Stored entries
Issue #409, opened 2020-06-17
Initiative Tracker


shadow7412:
Synchronize the state of the DDB initiative tracker to VTTs.

# Core Requirements

* [X] The initiative score entered in DDB should replicate to the relevant VTT.
* [ ] VTT entered intiatives (particularly those by players, either via this extension or manually) should replicate to DDB.
* [X] Moving to the next unit's turn should be synchronised such that the combat can be progressed from ~either VTT or~ DDB.
* [X] Undo feature in DDB should be honored (whatever that does)

# Bonus Requirements

* ~HP bars on relevant token should be updated when tracking damage in DDB (and possibly vice versa) particularly for enemies.~ (not enough information to reliably link token with character, especially with monsters)
* ~Changing the HP of a token in the VTT should replicate back to the DDB tracker.~ (as above)
* [ ] Reduction to 0hp should cause a marker to appear on the token, to clearly show the creature is out of the fight.

shadow7412:
```javascript
$(".combatant-card.in-combat").map((i, x) => [
    $(".combatant-summary__name", x).text(),
    $(".combatant-card__initiative-value", x).text(),
    $(x).hasClass("is-turn"),
])
```

This snippet extracts the names and initiative value of all players in the combat, and whether it's currently their turn - which is more or less all of the information we'd need from DDB.

hypergig:
I would pay for this feature. Also, most folks click the beyond20 initiative button in DDB, which spits it to the VVT, that should somehow synchronize back to my encounter running and the VVT trackers.

I can't tell you how many times I accidentally closed out the tab on my encounter losing everyone's initiative... it would be great if those backfilled or there was a button that read them from the beyond20 chat tables.

I would put a bounty on this feature, honestly It would save a ton of time

shadow7412:
I've started playing with the concept - I'm about 60% through a rough prototype which syncs the DDB tracker to Roll 20.

I've mentioned capturing initiative scores already, but reviving an accidentally refreshed tracker is an interesting idea worth considering. It's not hard to imagine that happening. Of course, some data will be lost (such as what turn we're up to) but getting the initiative scores back should be painless enough...

hypergig:
Especially if they are already in the chat.. and came from the beyond20 in the first place

Daekesh:
[...]

PR #444, opened 2020-07-10
#409 First mostly working implementation of turn tracker.

shadow7412:
I've added a setting for this, which is off by default. Those interested in trying it out can enable it from the settings menu - but it might be a good idea to move this into the quick settings once it's been tested a bit. Because of this, I'm not too worried if this gets merged in.

Although this solution seems workable, there are some limitations that should be addressed;
* Ideally we shouldn't unlink tokens from the tracker. At the moment the list is replaced with a fresh version built from data in the DDB tracker.
* There's no support for hidden units - I see no such support in DDB's combat tracker anyway.
* Initiative values need to be entered by the person running the encounter. There is a way to do this automatically for monsters, but players will need manual entry.

But it's a start. Also looks like my IDE picked up some superfluous whitespace issues again. I can fix it if I need to, but it's probably going to bite me every single time I contribute, so I'd rather just fix them unless you have any specific reason why they should be trimmed.

### DIFF
--- a/src/common/settings.js
+++ b/src/common/settings.js
@@ -290,10 +290,10 @@ const options_list = {
     },
 
     "sync-combat-tracker": {
-        "title": "Sync D&D Beyond Encounter with VTT turn tracker",
-        "description": "Currently only supports roll 20.",
+        "title": "Synchronize the Combat Tracker with the VTT",
+        "description": "Overwrites the VTT's combat tracker with the details from D&D Beyond's Encounter tool (Roll20 only)",
         "type": "bool",
-        "default": false
+        "default": true
     },
 
     "donate": {
--- a/src/common/settings.js
+++ b/src/common/settings.js
@@ -289,6 +289,13 @@ const options_list = {
         "default": ""
     },
 
+    "sync-combat-tracker": {
+        "title": "Sync D&D Beyond Encounter with VTT turn tracker",
+        "description": "Currently only supports roll 20.",
+        "type": "bool",
+        "default": false
+    },
+
     "donate": {
         "short": "Buy rations (1 day) to feed my familiar",
         "title": "Become a patron of the art of software development!",
@@ -933,7 +940,7 @@ function setDiscordChannelsSetting(name, settings) {
     if (!dropdowns.find(d => d.active)) dropdowns[0].active = true;
     if (dropdowns.find(d => d.secret)) dropdowns.push({ name: "Delete selected channel", action: "delete" })
     dropdowns.push({ name: "Add new channel", action: "add" })
-    
+
     console.log("Added new options", dropdowns);
     fillDisordChannelsDropdown(name, dropdowns);
 }
@@ -951,7 +958,7 @@ function fillDisordChannelsDropdown(name, dropdowns, triggerChange=false) {
     const active = dropdowns.find(d => d.active);
     input.text(active.name);
     input.attr("data-secret", active.secret.slice(0, 12));
-    
+
     $("#beyond20-option-discord-channels li").off('click').click(ev => {
         ev.stopPropagation();
         ev.preventDefault()
@@ -971,7 +978,7 @@ function fillDisordChannelsDropdown(name, dropdowns, triggerChange=false) {
     $("#beyond20-option-discord-channels li[data-action=add]").off('click').click(ev => {
         ev.stopPropagation();
         ev.preventDefault()
-        
+
         dropdown_menu.removeClass('open');
         button_group.removeClass('open');
         m.set('triangle').size(10);
--- a/src/dndbeyond/content-scripts/encounter.js
+++ b/src/dndbeyond/content-scripts/encounter.js
@@ -13,6 +13,9 @@ function documentModified(mutations, observer) {
 
     const monster = $(".encounter-details-monster-summary-info-panel,.encounter-details__content-section--monster-stat-block,.combat-tracker-page__content-section--monster-stat-block,.monster-details-modal__body");
     const monster_name = monster.find(".mon-stat-block__name").text();
+    if (settings["sync-combat-tracker"]) {
+        updateCombatTracker();
+    }
     console.log("Doc modified, new mon : ", monster_name, " !=? ", last_monster_name);
     if (monster_name == last_monster_name)
         return;
@@ -20,6 +23,23 @@ function documentModified(mutations, observer) {
     removeRollButtons();
     character = new Monster("Monster", null, settings);
     character.parseStatBlock(monster);
+}
+
+function updateCombatTracker() {
+    if ($(".turn-controls__next-turn-button").length) {
+        $(".ui-dialog-buttonpane").hide(); // get rid of turn controls, to make it more obvious to do things from DDB.
+        const combat = Array.from($(".combatant-card.in-combat")).map(x => [
+            $(".combatant-summary__name", x).text(),
+            $(".combatant-card__initiative-value", x).text(),
+            $(x).hasClass("is-turn"),
+        ]);
+        const req = {
+            action: "combat-tracker",
+            combat,
+        };
+        console.log("Sending combat update", combat);
+        chrome.runtime.sendMessage(req, resp => beyond20SendMessageFailure(character, resp));
+    }
 }
 
 function updateSettings(new_settings = null) {
@@ -48,5 +68,5 @@ updateSettings();
 injectCSS(BUTTON_STYLE_CSS);
 chrome.runtime.onMessage.addListener(handleMessage);
 const observer = new window.MutationObserver(documentModified);
-observer.observe(document, { "subtree": true, "childList": true });
+observer.observe(document, { "subtree": true, "childList": true, attributes: true, });
 chrome.runtime.sendMessage({ "action": "activate-icon" });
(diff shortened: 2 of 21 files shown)


src/extension/background.js
```diff
@@ -148,10 +148,19 @@ function onRollFailure(request, sendResponse) {
     });
 }
 
+
+const acceptedActions = [
```
kakaroto, line 152: This is more of `forwardedActions` than `acceptedActions`

src/common/settings.js
```diff
@@ -289,6 +289,13 @@ const options_list = {
         "default": ""
     },
 
+    "sync-combat-tracker": {
+        "title": "Sync D&D Beyond Encounter with VTT turn tracker",
+        "description": "Currently only supports roll 20.",
```
kakaroto, line 294: I would make this also into a quick setting for the encounters page itself (see how popup.js checks for the page and adds custom stuff to the options, like the monster whispers option)
I'd change the title to : "Synchronize the Combat Tracker with the VTT" (maybe?)
Change description to : "Synchronizes D&D Beyond's Combat Tracker from your Encounters with the VTT's combat tracker (Roll20 only)"

src/common/settings.js
```diff
@@ -289,6 +289,13 @@ const options_list = {
...
+        "type": "bool",
+        "default": false
```
kakaroto, line 296: maybe default it to true?

src/dndbeyond/content-scripts/encounter.js
```diff
@@ -22,6 +25,23 @@ function documentModified(mutations, observer) {
     character.parseStatBlock(monster);
 }
 
+function updateCombatTracker() {
+    if ($(".turn-controls__next-turn-button").length) {
```
kakaroto, line 29: Use early return paradigm instead : 
```js
if ($(".turn-controls__next-turn-button").length === 0) return;
```

src/dndbeyond/content-scripts/encounter.js
```diff
@@ -22,6 +25,23 @@ function documentModified(mutations, observer) {
...
+        $(".ui-dialog-buttonpane").hide(); // get rid of turn controls, to make it more obvious to do things from DDB.
+        const combat = Array.from($(".combatant-card.in-combat")).map(x => [
+            $(".combatant-summary__name", x).text(),
+            $(".combatant-card__initiative-value", x).text(),
+            $(x).hasClass("is-turn"),
+        ]);
```
kakaroto, line 35: I see what you do, but it's a little difficult to read. I suggest naming it `combatant` instead of `x` and using `$(x).find(selector)` instead of `$(selector, x)`
I also know that you probably used an array like this because I also did that in other parts of the code (when I was still using python's tuple mentality), but I think it would be much better and easier to maintain now if we use an object.

How about : 
```js
const combatants = $(".combatant-card.in-combat")
const combat = combatants.toArray().map(combatant => {
  combatant = $(combatant)
  return {
    name: combatant.find(".combatant-summary__name").text(),
    initiative: combatant.find(".combatant-summary__name").text(),
    turn: combatant.hasClass("is-turn")
  };
});
```

src/dndbeyond/content-scripts/encounter.js
```diff
@@ -22,6 +25,23 @@ function documentModified(mutations, observer) {
...
+        const req = {
+            action: "combat-tracker",
+            combat,
+        };
+        console.log("Sending combat update", combat);
```
kakaroto, line 40: I would name the action "update-combat" to be consistent with the other actions, and would only send the message if the setting is enabled (i.e: check the setting here rather than in the VTT)

src/roll20/page-script.js
```diff
@@ -28,6 +28,23 @@ function updateHP(name, current, total, temp) {
     }
 }
 
+function updateCombatTracker(combat) {
+    const index = combat.findIndex(x => x[2]);
```
kakaroto, line 32: Using object as suggested above would make this into `findIndex(combatant => combatant.turn)` which makes it more readable for future maintenance

src/roll20/page-script.js
```diff
@@ -28,6 +28,23 @@ function updateHP(name, current, total, temp) {
...
+    if (index === -1) {
+        console.warn("It's apparently nobody's turn :/");
+    } else {
+        const c = combat.splice(index, combat.length);
+        combat.splice(0, 0, ...c);
```
kakaroto, line 37: Nice, so you're splicing the combatant whose turn it is and anyone after them and placing them at the beginning. I'd just add a comment to explain it 
`// Re-order list with the combatant whose turn it is at the top of the list, as that's how Roll20 needs it displayed`

src/dndbeyond/content-scripts/encounter.js
shadow7412: Oops, I deleted the message here.

Even renamed to update-combat, and that is already done in the if statement protecting whether this function gets called.

src/dndbeyond/content-scripts/encounter.js
```diff
@@ -26,20 +26,24 @@ function documentModified(mutations, observer) {
...
-            $(x).hasClass("is-turn"),
-        ]);
-        const req = {
-            action: "combat-tracker",
-            combat,
-        };
-        console.log("Sending combat update", combat);
-        chrome.runtime.sendMessage(req, resp => beyond20SendMessageFailure(character, resp));
+    if (!$(".turn-controls__next-turn-button").length) {
+        return;
```
kakaroto, line 32: oufff, I don't like one liners that use accolades.. I'll let it slide though...

src/dndbeyond/content-scripts/encounter.js
```diff
@@ -26,20 +26,24 @@ function documentModified(mutations, observer) {
...
     }
+    $(".ui-dialog-buttonpane").hide(); // get rid of turn controls, to make it more obvious to do things from DDB.
```
kakaroto: oh yeah, right, I wanted to check this, what are you hiding here? From the comment it sounds like you're hiding controls from roll20, but that wouldn't work since this is the encounter's page content script. Also, I would not hide any UI element since there's no way to unhide it

src/dndbeyond/content-scripts/encounter.js
```diff
@@ -25,11 +25,12 @@ function documentModified(mutations, observer) {
     character.parseStatBlock(monster);
 }
 
+let lastCombatUpdate = null;
```
kakaroto, line 28: I'd use var in this case. As it's a global variable. I consider 'let' to be for small scope temp variables. I may be wrong in how people do it, but that's the convention I've been using.

src/dndbeyond/content-scripts/encounter.js
```diff
@@ -38,6 +39,12 @@ function updateCombatTracker() {
             turn: $combatant.hasClass("is-turn"),
         };
     });
+    const json = JSON.stringify(combat);
+    if (lastCombatUpdate === json) {
+        return;
```
kakaroto, line 44: another one liner if with accolades 😭

src/dndbeyond/content-scripts/encounter.js
shadow7412: Took me a bit to work out what you meant by accolades - but here's some light reading: https://medium.com/@jonathanabrams/single-line-if-statements-2565c62ff492

src/dndbeyond/content-scripts/encounter.js
shadow7412: Yeah I realised that when I was doing the other changes, and have since removed it. I'm still on the fence as to whether we should be hiding them, especially without a way to bring them back should they decide to stop using the tracker mid-combat.

src/dndbeyond/content-scripts/encounter.js
shadow7412: I'm personally against using deprecated keywords as a rule... but if you insist further I can do that (but it'll hurt).

src/dndbeyond/content-scripts/encounter.js
shadow7412: Always :)

src/dndbeyond/content-scripts/encounter.js
kakaroto: Oh sorry, 'accolades' is the french term, I forget it's called braces in english.
And yep, I'm aware of the risk of it and the possibility of making mistakes because of that. It's a personal choice though, I really don't like seeing one liners with the braces because visually it feels too heavy. For early return like that with the single return statement, I'd have put it on the same line as well (I also used to hate if statements with their statement on the same line but gotten used to it recently for short return statements only).

I'm used to it though, so I don't fall into the trap of editing code and forgetting to add the braces.
Like I said, I'll let it slide though. :p

src/dndbeyond/content-scripts/encounter.js
kakaroto: Yeah, I'd definitely say not to hide it. I don't see a point in it, and it could only cause problems (due to the software) rather than eliminate them (due to the user). I prefer that if there is a problem, it's the user's fault rather than the software's :p

src/dndbeyond/content-scripts/encounter.js
kakaroto: My understanding is that `var` isn't deprecated, but rather it's used for something different. Specifically, `let` is for the current block scope, same as `const` but `var` is for the function's scope or for global variables. People say to use `let` in favor of `var` because it makes it less error prone, as you may get confused about your variables and the variable may be in the wrong scope, etc... totally understandable and good avice. In this case however, we are declaring an actual global variable, which is why I've taken to declaring them with `var` to make it clear that **hey look, this is a global variable right here**.

PR #446, opened 2020-07-11
Limit combat updates to roll 20 instances running in GM mode.

shadow7412:


kakaroto:
Sorry, already did that locally, I'm writing release notes now.

PR #458, opened 2020-07-14
Fix ajs-content overlapping with ajs-header in "Beyond20 Quick Settings"

John-Paul-R:
'Tis but a small visual fix to the "Beyond20 Quick Settings." (Tested on Chrome version 83.0.4103.116 (64 bit) on Windows 10)

## Before
Before
## After
After

### DIFF
--- a/libs/css/alertify-themes/beyond20.css
+++ b/libs/css/alertify-themes/beyond20.css
@@ -27,3 +27,9 @@
   -webkit-animation-duration: 100ms;
           animation-duration: 100ms;
 }
+
+/* Prevent ajs-content from overlapping with ajs-header in "Beyond20 Quick Settings" */
+.alertify.ajs-resizable .ajs-body .ajs-content,
+.alertify.ajs-maximized .ajs-body .ajs-content {
+  top: 64px;
+}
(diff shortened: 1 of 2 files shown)


kakaroto:
Woohoo, thanks! That has bugged me for a long time but I couldn't figure out why it happened (stupid css!)!
Can you make the change as an override in the beyond20.css file instead though so the original alertify themes remain unmodified ?
https://github.com/kakaroto/Beyond20/blob/master/libs/css/alertify-themes/beyond20.css
Thanks!

John-Paul-R:
Done! The property has been changed back to its original value in alertify.css and an override has been added in beyond20.css instead.

kakaroto:
Awesome, thanks! 
Merged, and welcome to the contributors list! 🥳

hypergig:
One suggestion: maybe make the donation button a bit more predominant in this page? Put it on to in it's own div on top, give it it's own color, something that sticks out like pink, or orange?

kakaroto:
I don't think it's necessary. I don't like donate buttons that are too aggressive. Having it both in the quick settings and full settings is enough as is already. I'd like people to donate because they want to, not because it's annoyingly **in their face** :p

hypergig:
hahahaha, fair enough

PR #462, opened 2020-07-17
Enhancement: Support rolling instruments as tools.

### LINKED ISSUE #387: support for more tools (instruments)
Would it be possible to add the option to roll for instruments as well, just like other tools (for example Thieves' Tools, etc). They pretty much have the same description as the other tools which already have that option _(If you have proficiency with a given musical instrument, you can add your proficiency bonus to any ability checks you make to play music with the instrument.)_.

Thanks in advance :)

John-Paul-R:
Adds the ability to roll instruments as tools (1d20+ability+prof+custom) as suggested in #387.
Resolves #387.


src/dndbeyond/content-scripts/character.js
```diff
@@ -124,6 +124,7 @@ function rollItem(force_display = false) {
     //console.log("Properties are : " + String(properties));
     const item_name = $(".ct-item-pane .ct-sidebar__heading .ct-item-name,.ct-item-pane .ct-sidebar__heading .ddbc-item-name")[0].firstChild.textContent;
     const item_type = $(".ct-item-detail__intro").text();
+    const item_tags = $(".ct-item-detail__tags-list").find(".ct-item-detail__tag").map(function(){ return $(this).text().toLowerCase(); }).toArray();
```
kakaroto, line 127: `$(".ct-item-detail__tags-list").find(".ct-item-detail__tag")` should be `$(".ct-item-detail__tags-list .ct-item-detail__tag")`

`.map(function(){ return $(this).text().toLowerCase(); }).toArray()`  should be `.toArray().map(el => el.textContent)`
Didn't realize we can `.map` on the jquery object itself, but since you're doing a `toArray` anyways, might as well do it first. Also, I don't see a reason to lowercase the tags, or to use jquery to just get the text content.
This also means the check in the roll renderer should check for the non-lowercase version.
Smart idea to send the tags, I thought I'd have to keep a list of hardcoded instrument names

src/roll20/renderer.js
```diff
@@ -1,47 +1,47 @@
...
+
+class Roll20Prompter {
+    async prompt(title, html, ok_label = "OK", cancel_label = "Cancel") {
+        return new Promise((resolve, reject) => {
+            alertify.Beyond20Prompt(title, html, ok_label, cancel_label, resolve);
+        });
+    }
+}
+
+var roll_renderer = new Beyond20RollRenderer(new Roll20Roller(), new Roll20Prompter(), new Roll20Displayer());
```
kakaroto, line 46: any changes here? or it's all whitespace/CRLF changes ?

John-Paul-R: No content changes were made to oll20/renderer.js. Just CRLF > LF.

src/dndbeyond/content-scripts/character.js
John-Paul-R: Good points! I've now implemented these suggestions.

and ty! :P

kakaroto:
Sorry for the delay, I thought I had merged this already!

Brief -
What is the number of lines above that contain the word "duration"? Answer with that number only.

Response -
2